— Data entries —
--- --- ---

PR #173, opened 2016-05-16
Add config parameter to limit maximum pread size

eiri:
When a database file goes corrupt it is possible that pread will receive bogus length and place a large part of the file in memory before couch_file process will crash. Depending on a size of the file this could bring the whole node down.

This change prevents pread from reading beyond end of a file and adding configuration parameter `max_pread_size` to give a method to address a situation when corrupted read does not go beyond eof, but still makes starting node crash on a large read.

Two stats counters been added to report both exceptions.

### DIFF
--- a/priv/stats_descriptions.cfg
+++ b/priv/stats_descriptions.cfg
@@ -218,3 +218,11 @@
     {type, histogram},
     {desc, <<"duration of validate_doc_update function calls">>}
 ]}.
+{[pread, exceed_eof], [
+    {type, counter},
+    {desc, <<"number of the attempts to read beyond end of db file">>}
+]}.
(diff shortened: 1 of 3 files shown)


kxepal:
Nice!

iilyak:
Tests passing locally
```
> make eunit apps=couch tests=read_write_test,pread_limit_test,header_test,delete_test,nuke_dir_test,open_close_test
...
All 69 tests passed.
```

iilyak:
I'm +1 for this change. One more reviewer would be good though.

eiri:
@davisp Can you take a quick look, please?

davisp:
+1

PR #174, opened 2016-05-17
Support create_if_missing option in couch_db:open

iilyak:
Pass `create_if_missing` option to be used in cases like these:

- [fabric_rpc:get_or_create_db/2](https://github.com/apache/couchdb-fabric/blob/master/src/fabric_rpc.erl#L270)
- [mem3_rpc:get_or_create_db/2](https://github.com/apache/couchdb-mem3/pull/21/files#diff-4d22d90c9d6ea299758d2f1262352379R278)


rnewson:
+1

PR #176, opened 2016-05-25
Fix some type errors

iilyak:
Update couple of type specs.

Fix couple of real bugs in:
- `couch_event_sup`
- `couch_proc_manager`


nickva:
+1. Nice find.  But wonder what is happening with travis CI.

iilyak:
I hope this https://github.com/apache/couchdb/pull/420 would fix CI issues.

PR #177, opened 2016-06-02
Add optional `fields` to change feed selectors

nickva:
(This could be postponed until after 2.0 release. Issued to get comments and review).

When using selectors with `include_docs=true` can specify an optional fields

--- --- ---

— Exercise details —
Return, please, the lines of the data from the first through the line containing "When a database", both kept, exactly as they stand and nothing more.

— Exercise response —
PR #173, opened 2016-05-16
Add config parameter to limit maximum pread size

eiri:
When a database file goes corrupt it is possible that pread will receive bogus length and place a large part of the file in memory before couch_file process will crash. Depending on a size of the file this could bring the whole node down.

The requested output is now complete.